インカレ出場に向けて絶対勝ち点3が必要なので、次はしっかり取りたいと思います。

 

 

加瀬澤力(総2・清水東高)

(インカレ出場を争う国士大との一戦で勝ち点1という結果について)

悔しいの一言ですね。

(その理由は)

やはり勝てば順位が入れ替わったし、この一戦に懸ける思いが強かったので勝ち切れなかったことに満足出来ていないです。

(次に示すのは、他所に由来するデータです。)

PR #7005, opened 2023-03-01
Update to v1.23.17-k3s1

matttrach:


brandond (changes requested):
Don't forget to bump golang to track with upstream, at https://github.com/k3s-io/k3s/blob/master/Dockerfile.dapper#L1 and other places.

brandond:
Also looks like the `v1.23.17-k3s1` tag is missing from k3s-io/k3s, although we have `staging/src/k8s.io/api/v1.23.17-k3s1` and all the other staging tags.

matttrach:
good catch! added

matttrach:
looks like go mod needed to be tidied

dereknola (approved):

briandowns (approved):

PR #7022, opened 2023-03-04
fix(sec): upgrade github.com/containerd/containerd to 1.6.18

lifefloating:
### What happened？
There are 1 security vulnerabilities found in github.com/containerd/containerd v1.6.10
- [CVE-2023-25173](https://www.oscs1024.com/hd/CVE-2023-25173)

### What did I do？
Upgrade github.com/containerd/containerd from v1.6.10 to 1.6.18 for vulnerability fix

### What did you expect to happen？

(相手守備陣は高さがあり空中戦に強い人が多かったが、狙っていたことは)

一回目の競り合いで勝つのではなくて、セカンドボールをしっかり拾って自分たちがボールを持つ時間を長くしたかったのですが、出来ていたと思うんですけど結果につながらなかったということはまだ改善の余地があると思います。

(それに加えて裏を狙う動きも多かったが)

僕とか両サイドの選手は運動量を多くして裏に抜け出すことが大事だと思っていたので、その辺はかなり意識出来ていて良かったと思うんですけど、まだまだ出来るという自信があるので満足することなくひたむきにやりたいと思います。

(得点シーンでも狙い通りに裏に抜け出したプレーから生まれたが)

得点シーンは自分が何回もチャレンジしていたことだったので、そのうちの一本が入ったのは良かったですが、前半にもチャンスがあったのでそういうところで決め切れないのはまだまだ練習が足りてないと思ったので、もっと練習します。

(ここから2試合は下位校との対戦が続き、厳しい戦いが続くが)

相手が上位とか下位とかというのは自分たちにとってはどうでもいいことで、昨年あれだけ苦しい思いをしてきて、いつでも自分は精神的にはチャレンジャーとしてチャレンジしていかないとと思っているので、目の前の敵をとにかく倒すことだけ考えて練習して自分たちが成長するということを考えてやっていきたいと思います。